Melville started to laugh, quietly, but with a wild desperation that warned it would turn to weeping any moment.

For once Rathbone did not even consider propriety, or even what his professional reputation would suffer. He put his hand on Melville's shoulder and gripped him hard, even prepared to support him physically if necessary.

"Come," he ordered. "The least we can do is offer you a little privacy. They've had their pound of flesh; let us deny them the pleasure of carving it off and watching the blood." And he half hauled Melville to his feet, pulling him through the press of people, elbowing them out of his way with uncharacteristic roughness.

Out in the hallway, Melville straightened up. "Thank you," he said shakily. "But I am composed now. I shall be… all right."

He looked appalling. His skin was flushed and his lips dry. But his eyes were unflinching, and there was a kind of wild, black humor in them. He still knew something that Rathbone did not. Something that mattered.

Rathbone drew in a breath to ask yet again, then knew it would be a waste of time.



"Do you want me to settle?" he asked, searching Melville's face, trying to see beyond the clear, aquamarine eyes into the man inside. What was there beyond brilliance of ideas, the mass of technical knowledge, the dreams in stone of a thousand generations of history stored and made new? What were the private dreams and emotions of the man himself, his likes and dislikes, the fears, the laughter, the memories? Or weren't there any? Was he empty of everything else?

"I won't marry her," Melville repeated softly. "I never asked her to marry me. If I settle now, say I was wrong when I wasn't, what will happen to all the other men in the future, if I give in?"

"You haven't given in," Rathbone answered. "You were beaten."

Melville turned and walked away, his shoulders hunched, his head down. He bumped into someone and did not notice.

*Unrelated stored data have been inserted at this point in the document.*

PR #215, opened 2014-09-04
Added autoClose to Navbar

pelonpelon:
## Problem:
Bootstrap allows for a class ( **in** ) to be added to **Nav**, causing **Nav** to collapse. Can be used with props.onToggle(). react-bootstrap introduces a new state ( **navOpen** ) that is hidden from props.onToggle() and prevents the optional bootstrap functionality.

## Current functionality:
With **Nav** open,
click on **NavItem**,
must click on **toggleButton** to close.

## Change:
With **Nav** open,
click on **NavItem**,
Nav closes automatically.

### default:
autoClose: true

#### Notes:
In Bootstrap, adding class ( **in** ) to Nav causes an abrupt closure which must be dealt with in further code. This solution elegantly causes Nav to close with the same animation that it opened with.

### DIFF
--- a/src/Navbar.jsx
+++ b/src/Navbar.jsx
@@ -26,7 +26,7 @@ var Navbar = React.createClass({
     onToggle: React.PropTypes.func,
     navExpanded: React.PropTypes.bool,
     defaultNavExpanded: React.PropTypes.bool,
-    autoClose: React.PropTypes.func
+    autoClose: React.PropTypes.bool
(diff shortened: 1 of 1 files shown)


mtscout6:
Can you add tests for this?

pelonpelon:
I'm sorry. That was months ago and I finished that react project. I won't have the time to review and write tests.

PR #239, opened 2014-09-27
Added getOverlayDOMNode option to OverlayTrigger

jsdir:
`getOverlayDOMNode` is an override prop for `OverlayTrigger` that allows one to optionally choose what DOM element to use when making positioning calculations.


mtscout6:
I can't say that I entirely understand what it is you are needing here. Could you include some tests and perhaps some updated documentation with an example of it's usage on the components page of the docs?

mtscout6:
Closing, will re-open when/if there's more input later on.

PR #293, opened 2014-11-27
Add a few additional checks to checkPosition in Affix

pbt:
I was using the affix component and I found that my component was uncontrollably flickering once I had scrolled past the affix's `offsetBottom` value. 

I looked at Bootstrap's JS for the affix plugin and found that there were a few additional checks that weren't present in this Affix component. Including them in `checkPosition` fixed the flickering problem for me.


mtscout6:
Your changes could also use some unit tests.

mtscout6:
Closing, will re-open when/if we get more input.

PR #304, opened 2014-12-09
Allow for setting container className on DropdownButton

wemcdonald:
Add <DropdownButton parentClassName="xxx"> to set the class on the containing <li> or <ButtonGroup>

### DIFF
--- a/src/DropdownButton.jsx
+++ b/src/DropdownButton.jsx
@@ -62,10 +62,15 @@ var DropdownButton = React.createClass({
         'dropup': this.props.dropup
       };
 
+    var className = classSet(groupClasses);
+    if (this.props.parentClassName) {
+      className += (' ' + this.props.parentClassName);
+    }
+
     return (
       <ButtonGroup
         bsSize={this.props.bsSize}
-        className={classSet(groupClasses)}>
+        className={className}>
         {children}
       </ButtonGroup>
     );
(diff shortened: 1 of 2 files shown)


src/DropdownButton.jsx
```diff
@@ -62,10 +62,15 @@ var DropdownButton = React.createClass({
         'dropup': this.props.dropup
       };
```
mtscout6: add `groupClasses[this.props.parentClassName] = true;` here instead of concatenating strings below.

src/DropdownButton.jsx
```diff
@@ -62,10 +62,15 @@ var DropdownButton = React.createClass({
...
 
+    var className = classSet(groupClasses);
+    if (this.props.parentClassName) {
+      className += (' ' + this.props.parentClassName);
```
mtscout6: See my comment above, to avoid concatenating the string.

src/DropdownButton.jsx
```diff
@@ -78,8 +83,13 @@ var DropdownButton = React.createClass({
         'dropup': this.props.dropup
       };
 
+    var className = classSet(classes);
+    if (this.props.parentClassName) {
+      className += (' ' + this.props.parentClassName);
```
mtscout6: Similar to my above comment on concatenating.

mtscout6:
`parentClassName` does not clearly indicate what it means, since `parent` indicates looking up from the current position. This is setting something in a child, so why not give a meaningful name to that child. How does `innerContainerClassName` sound?

mtscout6:
Closing, will reopen if/when we get more input.

PR #308, opened 2014-12-11
Update OverlayMixin to allow for a null overlay

mfunkie:
Use case:

Large table in which there is an item using OverlayMixin on every row.
If a `<span />` is returned by renderOverlay(), using React Dev Tools can be frustrating as the tree is littered with `<span />`s


mtscout6:
:+1:

mtscout6:
Thanks!

PR #330, opened 2015-01-07
Update for Bootstrap 3.3: render a .modal-backdrop inside of its .modal.

alloy-d:
In Bootstrap 3.3.0, the `.modal-backdrop` was moved inside its corresponding `.modal`. See: twbs/bootstrap#14724

With this, the `z-index` was removed from the `.modal-backdrop`, meaning that modal backdrops in React Bootstrap aren't layered properly when used with CSS from Bootstrap >= 3.3.0.

Note: this *breaks* Modals in Bootstrap < 3.3.0, because the backdrop winds up *above* the modal content.

What is React Bootstrap's policy for dealing with backwards-incompatible changes like this in Bootstrap itself? If you have a standard-ish way of handling this, I'm happy to update the PR accordingly!

### DIFF
--- a/src/Modal.jsx
+++ b/src/Modal.jsx
@@ -47,7 +47,7 @@ var Modal = React.createClass({
       'in': !this.props.animation || !document.querySelectorAll
     };
 
-    var modal = (
+    return (
       <div
         {...this.props}
         title={null}
@@ -57,6 +57,7 @@ var Modal = React.createClass({
         className={joinClasses(this.props.className, classSet(classes))}
         onClick={this.props.backdrop === true ? this.handleBackdropClick : null}
         ref="modal">
+        {this.props.backdrop ? this.renderBackdrop() : null}
         <div className={classSet(dialogClasses)}>
           <div className="modal-content">
             {this.props.title ? this.renderHeader() : null}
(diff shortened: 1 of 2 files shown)


mtscout6:
IMHO This is where [SemVer](http://semver.org/) comes in, react-bootstrap should try to stay with the current release of bootstrap and react. If users want backwards compatibility then they should use an older version, with the understanding that only bug fixes may or may not get published. I may note that although Bootstrap failed to bump the major version for a breaking change, that should not mean that we don't.

mtscout6:
Looks like this breaks the docs:



Although this is not entirely your fault. I have another change I'd like to bring in, then I'll look at getting that css from npm (I just created #348 for that issue)

cvrebert:
Please be advised that Bootstrap v3.3.4 is going to move the backdrop back outside of the modal again; see https://github.com/twbs/bootstrap/pull/15881

mtscout6:
Thanks for the heads up. We'll keep an eye out for its release.

vinnymac:
Looks like 3.3.4 is out, I have tried it in my project and it looks like it is working fine now.

mtscout6:
Wohoo ... darn

So, with the latest changes I've been making it's really easy to try out the new version of bootstrap. Just `npm install bootstrap@3.3.4 --save-dev` then run `npm run docs`. Unfortunately the newer version has removed their docs css from the npm module, which I just recently started using...

All said it should be a quick upgrade so long as we figure out that docs css issue.

PR #331, opened 2015-01-08
basic use of brand on Navbars

reiniergs:


mtscout6:
:+1:

mtscout6:
I appreciate more documentation, but your changes are breaking the build.

src/Button.jsx
```diff
@@ -70,13 +70,14 @@ var Button = React.createClass({
...
   renderNavItem: function (classes) {
+    classes['navbar-btn'] = true;
     var liClasses = {
       active: this.props.active
     };
 
     return (
       <li className={classSet(liClasses)}>
-        {this.renderAnchor(classes)}
+        {this.renderButton(classes)}
```
mtscout6: Instead of changing this to blindly render a button we should extract the logic on when to use a button vs an anchor and do the right one. That logic is here: https://github.com/react-bootstrap/react-bootstrap/blob/v0.15.0/src/Button.jsx#L39-L40

src/Button.jsx
```diff
@@ -70,13 +70,14 @@ var Button = React.createClass({
   },
 
   renderNavItem: function (classes) {
+    classes['navbar-btn'] = true;
```
mtscout6: Can you add a unit test to ensure we don't break this in the future?

mtscout6:
I appreciate the added documentation, I'm sure that will help a lot of folks out. Can you look into the build failures and my two line comments?

mtscout6:
I believe this has now been addressed in #392, since that demonstrates usage of the brand.

PR #333, opened 2015-01-13
Allow tabs to show after tab content with TabbedArea prop tabsLast

meg2208:
My use case required me to show the tabs themselves below the tab content. With this change, you can simply do something like this:

```
      <TabbedArea tabsLast={true} defaultActiveKey={2} animation={false}>
        <TabPane tab="Tab 1" eventKey={1} ref="pane1">Tab 1 content</TabPane>
      </TabbedArea>
```


meg2208:
Closing this for now because I had to commit the compiled code to that branch to get it working with requirejs.

PR #336, opened 2015-01-19
getValue() should return all selected options for multiple select

heydiplo:


mtscout6:
LGTM

trentgrover-wf:
+1
might be nice to have example usage in the docs site

mtscout6:
Somewhat related to #342

heydiplo:
@trentgrover-wf, example of multiple select is already in place, and the fact getValue() returns an array seems anticipated. Do you think we should explicitly state it?

@mtscout6, I like the idea of distinct inputs a lot, I think it would be much more natural. But it seems to be a big change that would take some time to implement. This fix, in turn, is simple, and someone can use it right now. And it can be just transferred to <Select /> later.

mtscout6:
@heydiplo I agree that it can come in here and let #342 move it later. Can you add something to the docs to reflect this before we bring it in?

heydiplo:
@mtscout6, sure, added it to the Input Types section.

mtscout6:
Gotcha, thanks for the heads up.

Aching for him, confused and angry, Rathbone hurried after him, determined at the least to find him a hansom and see that he was not harried or abused any further. He caught up with him and escorted him as far as the back entrance. He glared at a couple of men who would have approached Melville, and strode past them, knocking one aside roughly.

At the curb he all but commandeered a hansom and half threw Melville up into it, giving the driver Melville's address and passing him up a more than generous fare.

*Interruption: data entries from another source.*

Issue #228, opened 2014-09-12
Tables in Panels are forced into Panel body


philwills:
Currently if you pass a Table in as the content of a Panel, it gets put into a `<div class="panel-body">`.

This leaves the table with padding around it, as opposed to the examples in the Bootstrap docs which show the `<table>` as a direct child of `<div class="panel">` whereby it gets matches the `.panel>.table` selector and loses the unsightly padding.

I would be happy to open a pull request, but I'm not sure what a good solution to this would look like.

mtscout6:
I'm in favor of the `flush` and `fill` props, with the caveat that @nickcolley's suggestion to ensure the same html order is retained. I don't know the ramifications of having two `panel-body`s, but if it doesn't hurt anything then it sounds good to me. Go ahead and submit a pull request and we'll get it refined from there.

taion:
The PR maintains the HTML ordering. I don't see how to make collapsing work, though.

mtscout6:
@philwills Does #346 resolve everything for you or is there more that I'm missing?

philwills:
Sadly, it doesn't look like it.

taion:
@philwills What is the issue still?

taion:
BTW, the updated example in the docs depends on #348 as well to render correctly.

philwills:
Sorry, this does actually fix things, I just wasn't applying the fill attribute to *all* the things I needed to in my use case. Having done so, it works a charm.

taion:
Cool - let me know if any other bugs crop up here. Otherwise, we should close this issue (:

davidnorth:
In the current version this doesn't work if the panel only has a single child. The table still gets wrapped in a panel body. As a workaround, I had to add <div fill/> after my table.

mtscout6:
@davidnorth Thanks for finding that

mtscout6:
@taion Do you see a quick solution for that?

taion:
My bad. Got too fancy with my test cases and ignored the obvious one.

mwhite:
@taion This doesn't work for `<Panel><TableWrapper /></Panel>` where TableWrapper renders `<Table fill />'.  I couldn't quite figure out how to fix it, not sure it's even possible without pre-rendering the children.  Not sure if worth re-opening or documenting.

taion:
Put `fill` on the `TableWrapper`. We may rewrite the `Panel` API to be more semantic and make better use of children anyway, to remove these issues.

PR #346, opened 2015-01-22
Support panel-filling tables and list groups

taion:
For react-bootstrap/react-bootstrap#228

Having multiple body elements in the panel is going to unavoidably screw up the collapse behavior, unfortunately, but it works otherwise.

### DIFF
--- a/docs/examples/PanelListGroupFill.js
+++ b/docs/examples/PanelListGroupFill.js
@@ -1,0 +1,13 @@
+var panelInstance = (
+    <Panel header="Panel heading">
+      Some default panel content here.
+      <ListGroup fill>
+        <ListGroupItem>Item 1</ListGroupItem>
+        <ListGroupItem>Item 2</ListGroupItem>
+        <ListGroupItem>&hellip;</ListGroupItem>
+      </ListGroup>
+      Some more panel content here.
+    </Panel>
+  );
+
+React.render(panelInstance, mountNode);
--- a/docs/examples/PanelListGroupFill.js
+++ b/docs/examples/PanelListGroupFill.js
@@ -1,5 +1,5 @@
 var panelInstance = (
-    <Panel header="Panel heading">
+    <Panel collapsable defaultExpanded header="Panel heading">
       Some default panel content here.
       <ListGroup fill>
         <ListGroupItem>Item 1</ListGroupItem>
--- a/test/PanelSpec.jsx
+++ b/test/PanelSpec.jsx
@@ -3,6 +3,7 @@
 var React          = require('react');
 var ReactTestUtils = require('react/lib/ReactTestUtils');
 var Panel          = require('../cjs/Panel');
+var Table          = require('../cjs/Table');
 
 describe('Panel', function () {
   it('Should have class and body', function () {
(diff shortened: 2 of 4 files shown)


docs/examples/PanelListGroupFill.js
```diff
@@ -0,0 +1,13 @@
...
+      <ListGroup fill>
+        <ListGroupItem>Item 1</ListGroupItem>
+        <ListGroupItem>Item 2</ListGroupItem>
+        <ListGroupItem>&hellip;</ListGroupItem>
+      </ListGroup>
+      Some more panel content here.
+    </Panel>
+  );
+
+React.render(panelInstance, mountNode);
```
mtscout6: This example does not do anything see with and without fill.

With Fill

Without Fill

test/PanelSpec.jsx
```diff
@@ -137,4 +138,19 @@ describe('Panel', function () {
...
+        Panel content
+        <Table fill />
+        More panel content
+      </Panel>
+    );
+
+    var children = instance.getDOMNode().children;
+    assert.equal(children[0].nodeName, 'DIV');
+    assert.equal(children[1].nodeName, 'TABLE');
+    assert.equal(children[2].nodeName, 'DIV');
```
mtscout6: Add assertion that the `panel-body` class was added.

test/PanelSpec.jsx
```diff
@@ -137,4 +138,19 @@ describe('Panel', function () {
...
+    var instance = ReactTestUtils.renderIntoDocument(
+      <Panel>
+        Panel content
+        <Table fill />
+        More panel content
+      </Panel>
+    );
+
+    var children = instance.getDOMNode().children;
+    assert.equal(children[0].nodeName, 'DIV');
```
mtscout6: Add assertion that the `panel-body` class was added.

docs/examples/PanelListGroupFill.js
taion: I spot checked on Safari and Chrome that it looks like this on my side:

With `fill`:
image

Without `fill`:
image

taion:
Added the asserts for `.panel-body`. Let me know if you'd prefer that I squash this commit (I'd prefer to squash it).

docs/examples/PanelListGroupFill.js
mtscout6: Something must have been really out of wack with my local repo. I am seeing the same thing now.

taion: I wouldn't send in a PR that just completely doesn't work at all. :innocent:

mtscout6:
So the only problem now is getting them to collapse?

taion:
Yes. We can solve it in this way. Get rid of the `body` ref altogether, and instead just use `scrollHeight` on the `panel` ref for the collapsable dimension value.

What do you think? It doesn't break any of the tests and it seems to keep the same collapse behavior.

taion:
One caveat - the styling for making list groups fill collapsable panels properly was only added in v3.3.0. The react-bootstrap docs are currently using v3.2.0, so the styling for panel-filling list groups in collapsable panels is not correct.

taion:
The last commit implements what I was talking about. It makes the code a lot simpler. Let me know if you have any concerns.

mtscout6:
Looks great, thanks!

PR #370, opened 2015-02-09
ListGroup now inherits classes from props

jingchan:


mtscout6:
Looks great! Can you add some tests to ensure we don't break this in the future? Also, please read the new CONTRIBUTING doc at the root of the repo, and amend your commit with the format outlined so the changelog will update when this is published.

Issue #2539, opened 2017-04-04
Tab eventKey cannot use zero as value


grovesNL:
In the [Tabs Controlled example](https://react-bootstrap.github.io/components.html#tabs-controlled), if `eventKey={0}` is used in place of the values, the tab and tab content do not update correctly _only when using the arrow keys to navigate between tabs_ (clicking the tab works as expected). I would guess there is a truthy check for `eventKey` somewhere in the key event handlers causing this issue.

Here is a full example using `eventKey={0|1|2}` instead of `eventKey={1|2|3}`:
```
const ControlledTabs = React.createClass({
  getInitialState() {
    return {
      key: 1
    };
  },

  handleSelect(key) {
    alert('selected ' + key);
    this.setState({key});
  },

  render() {
    return (
      <Tabs activeKey={this.state.key} onSelect={this.handleSelect} id="controlled-tab-example">
        <Tab eventKey={0} title="Tab 1">Tab 1 content</Tab>
        <Tab eventKey={1} title="Tab 2">Tab 2 content</Tab>
        <Tab eventKey={2} title="Tab 3" disabled>Tab 3 content</Tab>
      </Tabs>
    );
  }
});

ReactDOM.render(<ControlledTabs />, mountNode);
```

grovesNL:
I believe it's caused by [`child.props.eventKey` being falsy](https://github.com/react-bootstrap/react-bootstrap/blob/7d342c38861d61f3a93893da3d87e768eb621732/src/Nav.js#L164). Is this intentional?

taion:
so that's wrong then – feel free to fix eventKey falsiness checks to be nulliness checks

grovesNL:
@taion Thanks, I'll submit a PR when I have some time

PR #2541, opened 2017-04-04
#2539: change condition from truthy to not nully

grovesNL:
As described in #2539, certain falsy values such as `0` should be acceptable. The truthy condition has been changed to check whether the value is `null` or `undefined` instead.


taion:
huh, weird build failure.

code looks fine to me. wonder if we should have a test – the concern here would be regressions, not bugs in this code specificall

grovesNL:
@taion I changed another condition that I had missed initially, and added two tests for acceptable number/string event keys. Let me know if it's sufficient.

PR #2542, opened 2017-04-05
Add fullwidth support

trajano:


taion:
Not sure this makes sense here? This use isn't documented on http://getbootstrap.com/components/#navbar.

trajano:
There is no need for the container to be put in between as shown in https://github.com/BlackrockDigital/startbootstrap-sb-admin-2/blob/master/pages/index.html#L43 because of the forced container there was no way to make the navigation flush.

trajano:
Personally I would like to merge the two "fullwidth" and "fluid" into a single setting but that would involve a bit more change to the API and be really specific to the react implementation.

Another name we can use is `navbarContainer: false` or `navbarContainerWrapper: false`  that would prevent the container from being created.

jquense:
why doesn't `fluid` work here? My impression is that navbar should work fine without a container, but I don't know if it's officially supported

trajano:
@jquense because `fluid` still adds a bit of padding.  For the time being I created a workaround on my site to get around the issue https://github.com/trajano/reactjs-admin/blob/master/src/components/FullWidthNavbar.jsx

taion:
Why not just handle this in CSS?

jquense:
Ditto. I think this is probably a rare enough use case and the css reset is straightforward, adding a new api doesn't make sense. Shouldn't the css jsut be `.navbar > .container-fluid { padding: 0; }`

trajano:
@taion @jquense depends on train of thought, I prefer to avoid adding "CSS workarounds" if possible in addition it's not that bootstrap *required* a container in the `navbar` the implementation that was done by react-bootstrap explicitly added it.

trajano:
If it were to be "cleaner" then it should've been

    <Navbar>
        <Container>
                 ...

But that would add a breaking change to the users.

taion:
Again, all the TWBS examples use `.navbar > .container`. It's great that you're happy with what you have without using the `.container`, but that's an extremely weak sense of "not required".

jquense:
looping back around to this. thanks for the PR, but I think we are going to pass on adding a new api for this at the current time.

PR #2543, opened 2017-04-05
remove onClose prop from dropdown

parikhshiv:
Removed onClose prop from \<Dropdown\> per #1894.


jquense:
thanks, this needs to go into the `next` branch since it's a breaking change

PR #2579, opened 2017-04-22
Update react-overlays

jquense:
I think this is better as a major bump...safer. I'd like to not do that, but `prop-types` really isn't actually supported on < 15.3


taion:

When the cab was safely on its way, he went back into the courthouse having no idea what he was going to do the next day. When the case resumed he would have to try to find something to change the present opinion. What was there? The last witness had turned the balance beyond redeeming. His only hope was to attack, but what good could that do now? Melville was ruined whatever the result. The only possible advantage would be to save him something financially. And perhaps Barton Lambert, at least, might be willing to do that. He had no need of money.

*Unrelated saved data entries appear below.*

PR #2584, opened 2017-04-24
Pr/2395 updated

jquense:
updated #2395

### DIFF
--- a/src/ModalHeader.js
+++ b/src/ModalHeader.js
@@ -42,7 +42,7 @@ const contextTypes = {
 class ModalHeader extends React.Component {
   render() {
     const {
-      'aria-label': label,
+      'aria-label': closeLabel,
       closeButton,
       onHide,
       className,
@@ -65,9 +65,9 @@ class ModalHeader extends React.Component {
           <button
             type="button"
             className="close"
-            aria-label={label}
             onClick={createChainedFunction(modal && modal.onHide, onHide)}
           >
+            <span className="sr-only">{closeLabel}</span>
             <span aria-hidden="true">
               &times;
             </span>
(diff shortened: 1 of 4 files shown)


taion:
@jquense Should `<Modal.Header>` use a `.sr-only` label as well, instead of `aria-label`?

jquense:
I didn't change it because the upstream docs use `aria-label` in that case. There may be more support for it perhaps? Or you just mean the close button in Modal.Header?

taion:
the upstream docs use an `aria-label` for the alert close button as well: http://getbootstrap.com/javascript/#alerts-usage

i thought there was something with the `.sr-only` label working better with more SRs, though

jquense:
The usage is slightly different tho, since in this case one is a Button and the other is jsut a div. I think the problem is due to JAWS handling of button text, not just it's reading of aria-label (which is does generally)

taion:
what do you mean? it's a `<button>` in both cases, no?

jquense:
what aria-label are we talking about? I was looking at the Modal.Title, do you jsut mean the close button there?

jquense:
wait...

jquense:
wtf

jquense:
nvm I'm confusing two things. yes we should make this consistent with the alert close btn

src/ModalHeader.js
```diff
@@ -65,9 +65,9 @@ class ModalHeader extends React.Component {
           <button
             type="button"
             className="close"
-            aria-label={label}
             onClick={createChainedFunction(modal && modal.onHide, onHide)}
           >
+            <span className="sr-only">{closeLabel}</span>
```
jquense: order shouldn't matter but i can change it. I do want to fix the naming, i forgot this was going into `next` 👍

taion: better to be consistent than inconsistent between two parallel use cases :p

jquense: better yet just make it a component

Rathbone's last hope of achieving that by force, if he could not by appeal to clemency, would be to know something about Lambert, or his family, which Lambert would very much prefer to have kept in silence.

But if Monk could not find it within the next twelve hours, then there was nothing left.

Personally, Rathbone would advise Melville to leave England and try to build his career in some other country where the scandal would not follow him or where they had a more liberal view towards men's private lives. There certainly were such places, and his genius was international, unlike language. Thank God he was not a poet!

Ahead of him, Zillah Lambert was standing next to her parents. He recognized her first, seeing her bright hair, its luxuriant waves catching the light from the lamps above her. She still looked bemused, uncertain about the bustle'and clatter around her, like an animal caught in a strange place. He had seen people shocked like that many times. These halls had witnessed so much human agony too raw to be disguised by any dignity or self-protection, too new yet to have found a mask.

Sacheverall walked up to them, still smiling.

Delphine saw him and her expression immediately altered to one of charm and gratitude.